Traders are on the watch for dollar's sharp collapse

06/22/2016 - 15:46

Major currency traders have warned that the dollar may collapse against other currencies after the US presidential elections to be held in November. In particular, JP Morgan Chase & Co., the second-largest currency trader in the world, leaves open a possibility that investors may go over to other currencies such as the euro and the yen, against a background of radical change in US trade policy. Strategists at Deutsche Bank AG, HSBC Holdings Plc and Credit Suisse Group AG are also admitting that trade conflicts and political uncertainty would weaken the dollar.

JP Morgan Chase & Co. warns that whatever result the election will bring, growing tensions between Washington and its main trading partners can lead to runaway of investors from the dollar, Bloomberg writes. The two key candidates - Hillary Clinton and Donald Trump – are promising major changes in trade policy. Trump’s pre-electoral rhetoric encourages society to officially recognize China as a currency manipulator, to introduce countervailing duties on Chinese exports, as well as to establish a 35% import duties on products of American companies that have moved their production to Mexico. Hillary Clinton, in turn, promises to introduce a post of chief prosecutor of trade, triple number of law enforcement officers specialized in trade, solve problems that the US blames China for, as well as to cope with currency manipulation affecting American workers.

When the presidential candidates switch on the anti-trade rhetoric, foreigners are starting to get rid of riskier assets, on which investors demand a higher risk premium. This is opinion of Shahab Jalinoos, Head of Currency Strategy direction at Credit Suisse’s New York Division. "Apparently, the dollar will fall in value", - he said.

"We are going to get trading with certain kind of contradiction under the next president: large in the case of Trump’s victory and moderate if Clinton wins", - said John Normand, Head of research direction "Currency, commodity markets and international rates" at JP Morgan.

Last week, hedge funds and cash management companies reduced number of bets on the dollar’s appreciation to 88.105 thousand. This follows from data of Commodity Futures Trading Commission. Bloomberg Dollar Spot index, tracks the greenback index of ten major currencies, was up 20% from mid-2014 to late 2015. Then, the USA Federal Reserve System (FRS) started to raise rates, and central banks in Europe and Japan stepped up measures to stimulate the economy. This year, the dollar weakened by 5% against background of sluggish GDP growth in the US. International factors, meanwhile, have not allowed the Fed to continue tightening monetary policy. The weaker dollar diverges from forecasts of Bloomberg’s analysts, who had expected for the US currency to grow against the euro and the yen.

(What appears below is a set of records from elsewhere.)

PR #191, opened 2024-09-26
IR-68: Remove form wizard's session timeout check

ushkarev:
…because this is already handled by other middleware.

Relates to #167 and #181


jonesj2193 (approved):
LGTM

PR #197, opened 2024-09-28
IR-500: Tweaks to prisoner search

ushkarev:


server/middleware/populateIncident.ts
```diff
@@ -1,23 +1,18 @@
...
+      const { incidentReportingApi } = res.locals.apis
       res.locals.incident = await incidentReportingApi.getReportById(req.params.id)
     } catch (error) {
       logger.error(error, 'Failed to populate incident')
       next(error)
+      return
     }
 
-    return next()
+    next()
```
ushkarev, line 16: when catching an error, the next request handler was called twice: `next(error); next()`

server/middleware/populateReport.ts
```diff
@@ -0,0 +1,19 @@
+import type { NextFunction, Request, Response } from 'express'
+
+import logger from '../../logger'
+
+// eslint-disable-next-line import/prefer-default-export
+export function populateReport() {
+  return async (req: Request, res: Response, next: NextFunction): Promise<void> => {
+    try {
+      const { incidentReportingApi } = res.locals.apis
+      res.locals.incident = await incidentReportingApi.getReportById(req.params.id)
```
ushkarev, line 10: i think we need to call reports “reports”, because incidents are actually _groups_ of reports

jonesj2193 (approved):
LGTM

PR #204, opened 2024-10-04
Generate fields

jonesj2193:
Created function to generate all fields for a given incident type. Added a page using the form wizard to display generated fields


server/services/frontendComponentsService.ts
```diff
@@ -0,0 +1,38 @@
...
+
+  getComponent(macroName: string, params = {}) {
+    const macroParams = JSON.stringify(params, null, 2)
+    const filename = this.macroNameToFilepath(macroName)
+    const macroString = `
+      {%- from "${filename}/macro.njk" import ${macroName} -%}
+      {{- ${macroName}(${macroParams}) -}}
+    `
+    return nunjucks.renderString(macroString, undefined)
+  }
```
ushkarev, line 37: why did you want to bring this back? the purpose of “frontend components” is purely to load the header and footer from an *external api*. you already made a mechanism in the previous pr to call a macro by name

server/middleware/addServicesToRequest.ts
```diff
@@ -0,0 +1,10 @@
+import { RequestHandler } from 'express'
+import { Services } from '../services'
+
+export default function addServicesToRequest(services: Services): RequestHandler {
+  return async (req, _res, next) => {
+    req.services = services
+
+    next()
+  }
+}
```
ushkarev, line 10: we don't need this. in fact, you don't use anything from `res.services`

server/@types/express/index.d.ts
```diff
@@ -25,6 +26,7 @@ export declare global {
       verified?: boolean
       id: string
       logout(done: (err: unknown) => void): void
+      services?: Services
```
ushkarev, line 29: we don't need this. in fact, you don't use anything from `res.services`

server/routes/generic/fields.ts
```diff
@@ -487,6 +488,30 @@ const fields = {
       },
     ],
   },
+  whereOutsideHospital: {
```
ushkarev, line 491: as suggested previously, could we leave demos of conditional functionality to purely a single comment box or a single date input?

PR #162, opened 2019-06-03
Update go.mod and go.sum by test/presubmit-tests.sh

nak3:
This changes are updated by running `test/presubmit-tests.sh` against HEAD.

Fixes https://github.com/knative/client/issues/163


go.mod
```diff
@@ -11,6 +11,7 @@ require (
 	github.com/google/go-cmp v0.3.0 // indirect
 	github.com/google/go-containerregistry v0.0.0-20190503220729-1c6c7f61e8a5 // indirect
 	github.com/google/gofuzz v1.0.0 // indirect
+	github.com/google/licenseclassifier v0.0.0-20190501212618-47b603fe1b8c // indirect
```
rhuss: I wonder from where these indirect dependencies come from, as we don't change direct dependencies in this PR. Any ideas ?

nak3: I'm not exactly sure about the `go mod`'s mechanism. But I am thinking that following code updates the dependencies.

https://github.com/knative/client/blob/b6a8fa9213e40c1059d39928ca09a016dffc2eec/vendor/github.com/knative/test-infra/scripts/library.sh#L370

When I ran `test/presubmit-tests.sh`, the code is updated after this message.

```
go: finding github.com/google/licenseclassifier latest
```

rhuss: Ah, ok. That's probably also why there is an `// indirect` comment which indicates that the dependencies don't come directly by being used in the source. I thought it was only about transitive dependencies but looks like the same mechanism is used for dependencies coming from other sources (like this `go get`). 

I really wished `go mod` would clearly separate the manual declared dependencies (or those suggested by examing the source code) from transitive dependencies, as Maven does.

Could we please remove the `// indirect` comment as often during the update I'm removing all `// indirects` and let `go mod` figure them out a fresh ? At the end, it's a direct dependency anyway for us.

nak3: Hmm... it looks like it is not possible. Even if we remove the `// indirect` comment manually from `go.mod`, it is added automatically whenever we run `test/presubmit-tests.sh`.

rhuss: ok, then may it be like this and I'm fine with the inevitable ;-) 

/lgtm

PR #169, opened 2019-06-07
fix(service update): Print success message after successful update

rhuss:


rhuss:
Hmm, I really don't understand how test coverage could decrease with this PR:

* I added 1 line and removed 2 in code
* The new line is always teste also by existing tests
* I added a new assertion (but that doesn't count to coverage, I know)

But no idea how @knative-metrics-robots measure coverage. Nevertheless, I question the result.

rhuss:
> But no idea how @knative-metrics-robots measure coverage. Nevertheless, I question the result.

Ok, I see. Because I _removed_ also two lines which were already covered, therefore the coverage dropped

```
c        c-2
--  >  ----
t         t-2
```

is true as along `t > c`.

pkg/kn/commands/service/service_update.go
```diff
@@ -55,19 +56,19 @@ func NewServiceUpdateCommand(p *commands.KnParams) *cobra.Command {
 			}
 			service = service.DeepCopy()
 
-			err = editFlags.Apply(service, cmd)
-			if err != nil {
+			if err = editFlags.Apply(service, cmd); err != nil {
```
cppforlife: dont think we are switching to the collapsed style judging by the rest of the code.

pkg/kn/commands/service/service_update_test.go
```diff
@@ -108,6 +109,10 @@ func TestServiceUpdateImage(t *testing.T) {
 	} else if template.Spec.DeprecatedContainer.Image != "gcr.io/foo/quux:xyzzy" {
 		t.Fatalf("wrong image set: %v", template.Spec.DeprecatedContainer.Image)
 	}
+
+	if !strings.Contains(output, "update") {
```
cppforlife: might as well test fuller message.

pkg/kn/commands/service/service_update.go
rhuss: fair point, shouldn't touch existing code for good (aka better) reasons.

pkg/kn/commands/service/service_update_test.go
rhuss: will anchor on some more keywords here.

cppforlife: @rhuss why no just expect what is being printed "Service '...' updated in namespace ..."?

rhuss: Because I want to focus on the important context provided by an error message, not on the exact wording. That's why I don't do == assert on error/success messages. That also helps me in focussing on what should be *contained* in good messages:

* All context available at that point in code (i.e. the input parameters of the method)
* A suggestion how to get over an error (if its an error message)
* Keyword of what has happened, reflecting the action performed ("update").

Side effect: Your tests become more robust as they don't depend on the wording and whether there is a comma or not (except you insist on that). In TDD world you would first write the test with the things you would expect to be included in the message, and then write the message. Not write the message first and just blindly check for it (that test doesn't hasn't much expressiveness anyway)

rhuss:
@cppforlife Anything missing for this PR to get merged ?

pkg/kn/commands/service/service_update_test.go
cppforlife: @rhuss one of the important aspects of a test is readability. personally i dont find following code readable because its intent is not clear. it also ends up more fragile as it may produce false positives.

```
	if !strings.Contains(strings.ToLower(output), "update") ||
		!strings.Contains(output, "foo") ||
		!strings.Contains(strings.ToLower(output), "service") ||
		!strings.Contains(strings.ToLower(output), "namespace") ||
		!strings.Contains(output, "bar") {
		t.Fatalf("wrong or no success message: %s", output)
	}
```

however preferred style of these types of assertions is quite subjective so i wont dwell on it too much.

In the past, contradictions of the US and its trading partners had already had a negative impact on the dollar. Historically during trade disputes, it was traded at a discount of up to 20%, Bloomberg notes. In 1995, for example, the United States proposed an import duty up to 100% for luxury cars made in Japan. Then, the dollar traded around 20% below fair value, based on dynamics of spreads on two-year US and Japan interest rates. The dollar also weakened after 2000, when the US presidential candidate George W. Bush promised voters to help the steel industry, after which the US imposed import duties on these products from the European Union. Then, the American currency had lost about 30%.